My slogan in 2017 was ‘a dollar a bottle’. After volunteering my time chairing 97 meetings to lead research, pilot schemes and consultation among participants on Drink Without Waste we learned that we need to start conservatively, as close as possible to the actual value of the plastic bottle. Here is why.
We have highly efficient recycling networks for paper and metal. Consumers, domestic helpers, building managers and cleaners, waste collectors and street cleaning companies, all have people, bins and trucks to keep these separate. Can we motivate them to also handle plastics?
Yes, we can. We have started with plastic bottles, a highly recognisable fraction of our waste which makes up 5 percent of Hong Kong’s plastic waste. With a pilot scheme we are offering 5 cents to cleaners for returning plastic bottles and 3 cents to recyclers for the logistics.
In a few months the scheme has grown to 100 tons of plastic recovered. We see a restart of plastic collection, sorting and recycling in the target areas. The scheme is convincing property owners and managers (including Government departments) to facilitate the bins and sorting space required. It gives us confidence that with modest incentives we can grow a network to recover 70 percent of used plastic bottles and expand it to handle all plastics in the future.
That is less than the cost of schemes proposed by others. To collect bottles and pay out 50 cents or a dollar we would need 4,500 ‘reverse vending machines’ to make sure money is not paid twice. The cost of the machines, maintenance and manpower could add another dollar to the cost of a drink, so two dollars including the deposit. Relying solely on RVMs cannot be the way forward.

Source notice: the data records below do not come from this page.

PR #1579, opened 2018-03-18
Corrections to Web Audio

jpmedley:
Look particularly at `AudioScheduledSourceNode` and [its children](https://developer.mozilla.org/en-US/docs/Web/API/AudioScheduledSourceNode). I hope I've fixed the weirdness around moving `onended`, `start()`, and `stop()` from concrete interfaces to the  `AudioScheduledSourceNode` parent class in Chrome 57.

PR #6642, opened 2020-09-03
Results from mdn-bcd-collector for various Multimedia APIs

vinyldarkscratch:
This PR provides results collected from [mdn-bcd-collector](https://github.com/foolip/mdn-bcd-collector) for various Multimedia APIs.  All versions have been verified manually in SauceLabs and through searching Chromium Code Search to verify the commits.  (All invalid data was removed from this PR and either corrected on the collector or separated into a new PR.)

Another PR will be coming later to cover the rest of the changes.

### DIFF
--- a/api/AudioBuffer.json
+++ b/api/AudioBuffer.json
@@ -61,7 +61,7 @@
               "notes": "The <code>context</code> parameter was supported up until version 57, but has now been removed."
             },
             "edge": {
-              "version_added": "≤79"
+              "version_added": "79"
             },
             "firefox": {
               "version_added": "53"
@@ -107,10 +107,10 @@
           "mdn_url": "https://developer.mozilla.org/docs/Web/API/AudioBuffer/copyFromChannel",
           "support": {
             "chrome": {
-              "version_added": "14"
+              "version_added": "43"
             },
             "chrome_android": {
-              "version_added": "18"
+              "version_added": "43"
             },
             "edge": {
               "version_added": "13"
@@ -125,22 +125,22 @@
               "version_added": false
             },
             "opera": {
-              "version_added": "15"
+              "version_added": "30"
             },
             "opera_android": {
-              "version_added": "14"
+              "version_added": "30"
             },
             "safari": {
-              "version_added": "6"
+              "version_added": false
             },
             "safari_ios": {
-              "version_added": null
+              "version_added": false
             },
             "samsunginternet_android": {
-              "version_added": "1.0"
+              "version_added": "4.0"
             },
             "webview_android": {
-              "version_added": true
+              "version_added": "43"
             }
           },
           "status": {
@@ -155,10 +155,10 @@
           "mdn_url": "https://developer.mozilla.org/docs/Web/API/AudioBuffer/copyToChannel",
           "support": {
             "chrome": {
-              "version_added": "14"
+              "version_added": "43"
             },
             "chrome_android": {
-              "version_added": "18"
+              "version_added": "43"
             },
             "edge": {
               "version_added": "13"
@@ -173,10 +173,10 @@
               "version_added": false
             },
             "opera": {
-              "version_added": "15"
+              "version_added": "30"
             },
             "opera_android": {
-              "version_added": "14"
+              "version_added": "30"
             },
             "safari": {
               "version_added": false
@@ -185,10 +185,10 @@
               "version_added": false
             },
             "samsunginternet_android": {
-              "version_added": "1.0"
+              "version_added": "4.0"
             },
             "webview_android": {
-              "version_added": true
+              "version_added": "43"
             }
           },
           "status": {
--- a/api/AudioBufferSourceNode.json
+++ b/api/AudioBufferSourceNode.json
@@ -371,10 +371,10 @@
               "version_added": "18"
             },
             "safari": {
-              "version_added": true
+              "version_added": "6.1"
             },
             "safari_ios": {
-              "version_added": null
+              "version_added": "7"
             },
             "samsunginternet_android": {
               "version_added": "2.0"
--- a/api/AudioBufferSourceNode.json
+++ b/api/AudioBufferSourceNode.json
@@ -61,7 +61,7 @@
               "notes": "Before version 59, the default values were not supported."
             },
             "edge": {
-              "version_added": "≤79"
+              "version_added": "79"
             },
             "firefox": {
               "version_added": "53"
@@ -203,7 +203,7 @@
           "mdn_url": "https://developer.mozilla.org/docs/Web/API/AudioBufferSourceNode/loop",
           "support": {
             "chrome": {
-              "version_added": "14"
+              "version_added": "15"
             },
             "chrome_android": {
               "version_added": "18"
@@ -251,10 +251,10 @@
           "mdn_url": "https://developer.mozilla.org/docs/Web/API/AudioBufferSourceNode/loopEnd",
           "support": {
             "chrome": {
-              "version_added": "14"
+              "version_added": "24"
             },
             "chrome_android": {
-              "version_added": "18"
+              "version_added": "25"
             },
             "edge": {
               "version_added": "12"
@@ -281,10 +281,10 @@
               "version_added": true
             },
             "samsunginternet_android": {
-              "version_added": "1.0"
+              "version_added": "1.5"
             },
             "webview_android": {
-              "version_added": true
+              "version_added": "≤37"
             }
           },
           "status": {
@@ -299,10 +299,10 @@
           "mdn_url": "https://developer.mozilla.org/docs/Web/API/AudioBufferSourceNode/loopStart",
           "support": {
             "chrome": {
-              "version_added": "14"
+              "version_added": "24"
             },
             "chrome_android": {
-              "version_added": "18"
+              "version_added": "25"
             },
             "edge": {
               "version_added": "12"
@@ -329,7 +329,7 @@
               "version_added": true
             },
             "samsunginternet_android": {
-              "version_added": "1.0"
+              "version_added": "1.5"
             },
             "webview_android": {
               "version_added": true
@@ -347,16 +347,16 @@
           "mdn_url": "https://developer.mozilla.org/docs/Web/API/AudioBufferSourceNode/onended",
           "support": {
             "chrome": {
-              "version_added": "14"
+              "version_added": "30"
             },
             "chrome_android": {
-              "version_added": "18"
+              "version_added": "30"
             },
             "edge": {
               "version_added": "12"
             },
             "firefox": {
-              "version_added": null
+              "version_added": true
             },
             "firefox_android": {
               "version_added": null
@@ -365,24 +365,22 @@
               "version_added": false
             },
             "opera": {
-              "version_added": true,
-              "version_removed": "44"
+              "version_added": "17"
             },
             "opera_android": {
-              "version_added": true,
-              "version_removed": "43"
+              "version_added": "17"
             },
             "safari": {
-              "version_added": null
+              "version_added": true
             },
             "safari_ios": {
               "version_added": null
             },
             "samsunginternet_android": {
-              "version_added": "1.0"
+              "version_added": "2.0"
             },
             "webview_android": {
-              "version_added": true
+              "version_added": "4.3"
             }
           },
           "status": {
@@ -445,15 +443,13 @@
           "mdn_url": "https://developer.mozilla.org/docs/Web/API/AudioBufferSourceNode/start",
           "support": {
             "chrome": {
-              "version_added": "14",
-              "version_removed": "57"
+              "version_added": "24"
             },
             "chrome_android": {
-              "version_added": "18"
+              "version_added": "25"
             },
             "edge": {
-              "version_added": "12",
-              "version_removed": "79"
+              "version_added": "12"
             },
             "firefox": {
               "version_added": "25"
@@ -477,10 +473,10 @@
               "version_added": true
             },
             "samsunginternet_android": {
-              "version_added": "1.0"
+              "version_added": "1.5"
             },
             "webview_android": {
-              "version_added": true
+              "version_added": "≤37"
             }
           },
           "status": {
--- a/api/AudioBufferSourceNode.json
+++ b/api/AudioBufferSourceNode.json
@@ -368,7 +368,7 @@
               "version_added": "17"
             },
             "opera_android": {
-              "version_added": "17"
+              "version_added": "18"
             },
             "safari": {
               "version_added": true
@@ -380,7 +380,7 @@
               "version_added": "2.0"
             },
             "webview_android": {
-              "version_added": "4.3"
+              "version_added": "4.4"
             }
           },
           "status": {
--- a/api/AudioParam.json
+++ b/api/AudioParam.json
@@ -61,25 +61,25 @@
               "version_added": "≤79"
             },
             "firefox": {
-              "version_added": null
+              "version_added": false
             },
             "firefox_android": {
-              "version_added": null
+              "version_added": false
             },
             "ie": {
               "version_added": false
             },
             "opera": {
-              "version_added": true
+              "version_added": "55"
             },
             "opera_android": {
-              "version_added": true
+              "version_added": "48"
             },
             "safari": {
-              "version_added": null
+              "version_added": false
             },
             "safari_ios": {
-              "version_added": true
+              "version_added": false
             },
             "samsunginternet_android": {
               "version_added": "10.0"
--- a/api/AudioParamMap.json
+++ b/api/AudioParamMap.json
@@ -17,7 +17,7 @@
             "version_added": "76"
           },
           "firefox_android": {
-            "version_added": null
+            "version_added": "79"
           },
           "ie": {
             "version_added": false
@@ -64,7 +64,7 @@
               "version_added": "76"
             },
             "firefox_android": {
-              "version_added": null
+              "version_added": "79"
             },
             "ie": {
               "version_added": false
@@ -112,7 +112,7 @@
               "version_added": "76"
             },
             "firefox_android": {
-              "version_added": null
+              "version_added": "79"
             },
             "ie": {
               "version_added": false
@@ -160,7 +160,7 @@
               "version_added": "76"
             },
             "firefox_android": {
-              "version_added": null
+              "version_added": "79"
             },
             "ie": {
               "version_added": false
@@ -208,7 +208,7 @@
               "version_added": "76"
             },
             "firefox_android": {
-              "version_added": null
+              "version_added": "79"
             },
             "ie": {
               "version_added": false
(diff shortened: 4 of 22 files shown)


api/AudioBufferSourceNode.json
```diff
@@ -365,24 +365,22 @@
...
+              "version_added": "17"
             },
             "opera_android": {
-              "version_added": true,
-              "version_removed": "43"
+              "version_added": "18"
             },
             "safari": {
-              "version_added": null
+              "version_added": true
```
foolip, line 374: This was added in https://trac.webkit.org/changeset/150905/webkit, at WebKit 537.44.0. That would be Safari 7 and Safari for iOS 7. Can you test if that's right?

It was added for `OscillatorNode` at the same time. Can you update the data for api.OscillatorNode.onended to match what this ends up saying?

api/AudioBufferSourceNode.json
```diff
@@ -347,16 +347,16 @@
           "mdn_url": "https://developer.mozilla.org/docs/Web/API/AudioBufferSourceNode/onended",
           "support": {
             "chrome": {
-              "version_added": "14"
+              "version_added": "30"
```
foolip, line 350: Everywhere one looks closely, something is a bit broken: https://github.com/mdn/browser-compat-data/issues/6656

But anyway, the `onended` attribute was added in https://chromium.googlesource.com/chromium/src/+/976bdc021a39e160f5d0d4da9b0d477eb4232e69 for AudioBufferSourceNode and OscillatorNode. That was indeed M30 per https://www.chromium.org/developers/calendar.

api/AudioBufferSourceNode.json
```diff
@@ -445,15 +443,13 @@
           "mdn_url": "https://developer.mozilla.org/docs/Web/API/AudioBufferSourceNode/start",
           "support": {
             "chrome": {
-              "version_added": "14",
-              "version_removed": "57"
+              "version_added": "24"
```
foolip, line 446: What was the test for this? The AudioBufferSourceNode interface wasn't always exposed, and it seems weird to have this interface at all without the start() method, so what happened in Chrome 24? https://github.com/mdn/browser-compat-data/issues/6656 also makes me suspect tests could get this wrong.

Since this is messy, splitting it out from this PR and handling separately might be good.

api/AudioBufferSourceNode.json
```diff
@@ -445,15 +443,13 @@
           "mdn_url": "https://developer.mozilla.org/docs/Web/API/AudioBufferSourceNode/start",
           "support": {
             "chrome": {
-              "version_added": "14",
-              "version_removed": "57"
```
foolip, line 449: The 57 here was probably added because `start` went away from `AudioBufferSourceNode.prototype`, see https://github.com/mdn/browser-compat-data/issues/6656#issuecomment-688998331.

api/AudioParamMap.json
```diff
@@ -14,7 +14,7 @@
             "version_added": "≤79"
           },
           "firefox": {
-            "version_added": null
+            "version_added": "76"
           },
           "firefox_android": {
             "version_added": null
```
foolip, line 20: Can you make a guess for firefox_android too, here and elsewhere that you're updating only firefox?

api/AudioScheduledSourceNode.json
```diff
@@ -71,10 +71,10 @@
             }
           ],
           "safari": {
-            "version_added": null
+            "version_added": false
```
foolip, line 74: The IDL file was added in https://trac.webkit.org/changeset/264538/webkit so soon this will be supported. But for now, this is correct. Per https://github.com/mdn/browser-compat-data/issues/6656 it doesn't really matter, but we can sort it out there.

api/AudioTrack.json
```diff
@@ -664,7 +664,7 @@
               "version_added": false
             },
             "ie": {
-              "version_added": "10"
+              "version_added": false
```
foolip, line 667: Can you also update api.VideoTrack.sourceBuffer? They should go together, otherwise something odd is happening.

api/AudioTrackList.json
```diff
@@ -783,7 +783,7 @@
               ]
             },
             "ie": {
-              "version_added": "10"
+              "version_added": "11"
```
foolip, line 786: This will be out of sync with the `removetrack` event entry now. Can you check if the event itself is fired in IE10 and IE11? Was it just the `onremovetrack` event handler attribute that was missing in IE10?

api/MediaDevices.json
```diff
@@ -29,10 +29,10 @@
             "version_added": "30"
           },
           "safari": {
-            "version_added": "11"
+            "version_added": "13"
```
foolip, line 32: Can you ensure that `navigator.mediaDevices` was also not in Safari 11? Or is this a case of missing interface object?

foolip (commented):
It's a big PR, I've reviewed up to api/MediaEncryptedEvent.json now :)

api/MediaDevices.json
foolip: Or better still, can you update api.Navigator.mediaDevices to match, in this PR?

api/AudioBuffer.json
```diff
@@ -125,22 +125,22 @@
...
-              "version_added": "15"
+              "version_added": "30"
             },
             "opera_android": {
-              "version_added": "14"
+              "version_added": "30"
             },
             "safari": {
-              "version_added": "6"
+              "version_added": false
```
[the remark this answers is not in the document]
vinyldarkscratch: I don't have access to Safari 14 so I cannot confirm this myself.  I'm a little bit skeptical about marking it as supported without testing it and confirming first?

api/AudioBufferSourceNode.json
```diff
@@ -203,7 +203,7 @@
           "mdn_url": "https://developer.mozilla.org/docs/Web/API/AudioBufferSourceNode/loop",
           "support": {
             "chrome": {
-              "version_added": "14"
+              "version_added": "15"
```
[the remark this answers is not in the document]
vinyldarkscratch: This one was confirmed manually via my own Chromium VMs -- `loop` was `false` in Chrome 15 but `undefined` in Chrome 14.  I think this may have been one of my own adjustments, as we don't have any Chrome data in the collector for anything below Chrome 26.

api/AudioBufferSourceNode.json
```diff
@@ -365,24 +365,22 @@
               "version_added": false
             },
             "opera": {
-              "version_added": true,
-              "version_removed": "44"
```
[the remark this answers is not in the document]
vinyldarkscratch: It looks like this came from #1579, however double-checking in Opera, this was __not__ removed from the browser, so I'm not sure where that data came from.

api/AudioBufferSourceNode.json
vinyldarkscratch: Looks like it was actually added in Safari 6.1.  Updating the data now!

api/AudioParamMap.json
vinyldarkscratch: I left it `null` since I was waiting on the PR to add Fenix (FxA 79), but now that it's merged I can do the mirroring!

api/AudioBufferSourceNode.json
vinyldarkscratch: The test code was as follows:

```javascript
(function() {
  var audioCtx = new (window.AudioContext || window.webkitAudioContext)();
  if (!audioCtx) {return false};
  var instance = audioCtx.createBufferSource();
  return 'start' in instance;
})();
```

Interestingly enough, running it in Chrome 15 and Chrome 23 _do_ return `false`, and Chrome 24 returns `true`.

The original data came from Confluence, it appears -- see #1346.

api/AudioBufferSourceNode.json
vinyldarkscratch: It's quite possible -- the data came from Confluence, it appears (see #1346).

api/AudioBuffer.json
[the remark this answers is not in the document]
foolip: Yeah, let's leave it as false. I also don't have the macOS 14 beta.

api/AudioBufferSourceNode.json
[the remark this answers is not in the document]
foolip: OK. Maybe it was `looping` before, but it's not worth the effort to find out really.

api/AudioBufferSourceNode.json
foolip: Thanks!

api/AudioBufferSourceNode.json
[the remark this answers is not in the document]
foolip: @jpmedley FYI that this seeming mistaken change is being undone. If there's more to it than meets the eye, please shout! :)

api/AudioBufferSourceNode.json
foolip: I checked Safari 6.1 was WebKit 537.43. That's very close. Perhaps these changes were backported to a release branch, or my method for determining the WebKit version at a change isn't entirely accurate. In any case it's best to keep verifying against the real releases when possible.

api/AudioBufferSourceNode.json
foolip: OK, so you did have an instance here, the test should be reliable. I tried it in http://software.hixie.ch/utilities/js/live-dom-viewer/?saved=8434 and also observed first support in Chrome 24.

It looks like https://trac.webkit.org/changeset/129260/webkit (WebKit 537.12.0) is when `start` and `stop` were added to `AudioBufferSourceNode` and `OscillatorNode`, then called just `Oscillator` in WebKit. That matches this being in Chrome 24.

To complete this, can you make the same change to `OscillatorNode`? (That has both `start` and `stop`, while `stop` is oddly missing here...)

api/AudioTrackList.json
foolip: Note to self: this change was backed out.

api/MediaDevices.json
foolip: @vinyldarkscratch what ended up happening here? There are still changes in MediaDevices.json, but not these ones. Is there an issue with the methodology that lead to "13" originally?

api/AudioTrack.json
foolip: Done now, thanks!

api/MediaKeyMessageEvent.json
```diff
@@ -20,20 +20,32 @@
...
           },
-          "safari": {
-            "version_added": null
-          },
-          "safari_ios": {
-            "version_added": null
-          },
+          "safari": [
+            {
+              "version_added": "13.1"
```
foolip, line 33: EME is pretty old and this doesn't seem right, http://web-confluence.appspot.com/#!/catalog?releases=%5B%22Safari_12.0_OSX_10.13.6%22,%22Safari_12.0_OSX_10.14%22,%22Safari_12.1_OSX_10.13.6%22,%22Safari_12.1_OSX_10.14.4%22,%22Safari_13.0.2_OSX_10.15%22%5D&q=%22mediakeymessageevent%22 suggests it was exposed at least from 12.1, although seemingly depending on the OS version.

Can you double check?

api/MediaKeyMessageEvent.json
```diff
@@ -68,7 +80,7 @@
               "version_added": null
             },
             "ie": {
-              "version_added": null
+              "version_added": false
```
foolip, line 83: This seems right, it's for https://developer.mozilla.org/en-US/docs/Web/API/MediaKeySession/onmessage and that whole cluster of APIs seems to not be in IE. https://caniuse.com/eme says an older event-based model is supported, but I haven't checked what exactly that is.

api/MediaKeySession.json
```diff
@@ -29,10 +29,10 @@
             "version_added": true
           },
           "safari": {
-            "version_added": null
+            "version_added": true
```
foolip, line 32: Yep, `window.MediaKeySession` is in Safari 13.1 at least. We can narrow down the range later.

api/MediaKeySession.json
```diff
@@ -29,10 +29,10 @@
...
           },
           "safari_ios": {
-            "version_added": null
+            "version_added": true
```
foolip, line 35: Yep, MediaKeySession is there at least on my iPhone with iOS 14 beta.

api/MediaKeys.json
```diff
@@ -29,10 +29,10 @@
             "version_added": true
           },
           "safari": {
-            "version_added": null
+            "version_added": true
           },
           "safari_ios": {
-            "version_added": null
+            "version_added": true
```
foolip, line 35: Confirmed that `MediaKeys` is there on an iPhone.

api/OscillatorNode.json
```diff
@@ -201,10 +201,10 @@
           "mdn_url": "https://developer.mozilla.org/docs/Web/API/OscillatorNode/onended",
           "support": {
             "chrome": {
-              "version_added": "14"
+              "version_added": "30"
```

Expensive automation to protect against fraud can’t easily be expanded to handle other plastics, nor does Hong Kong have the space to replicate collection systems for different waste streams.
High deposits benefit manufacturers of reverse vending machines. As long as deposits apply equally for all, the drink manufacturers will see little impact on their sales. However, as the consumer ultimately pays the cost, high deposits make it effectively a ‘consumer responsibility scheme’.
I propose we legislate a true ‘Producer Responsibility Scheme’ mandating the percentage of used beverage containers to be collected for drink manufacturers and importers to avoid waste charges. This will motivate them to incentivise Hong Kong’s property managers, cleaning companies and recyclers to create systems for the return, collection, sorting and recycling of plastic drink packaging and other plastics.


Paul Zimmerman is CEO of Designing Hong Kong and Vice-Chairman of the Southern District Council. He has been acting as Chairman of the Single-Use Beverage Packaging Working Group and their ‘Drink Without Waste’ initiative since 2017.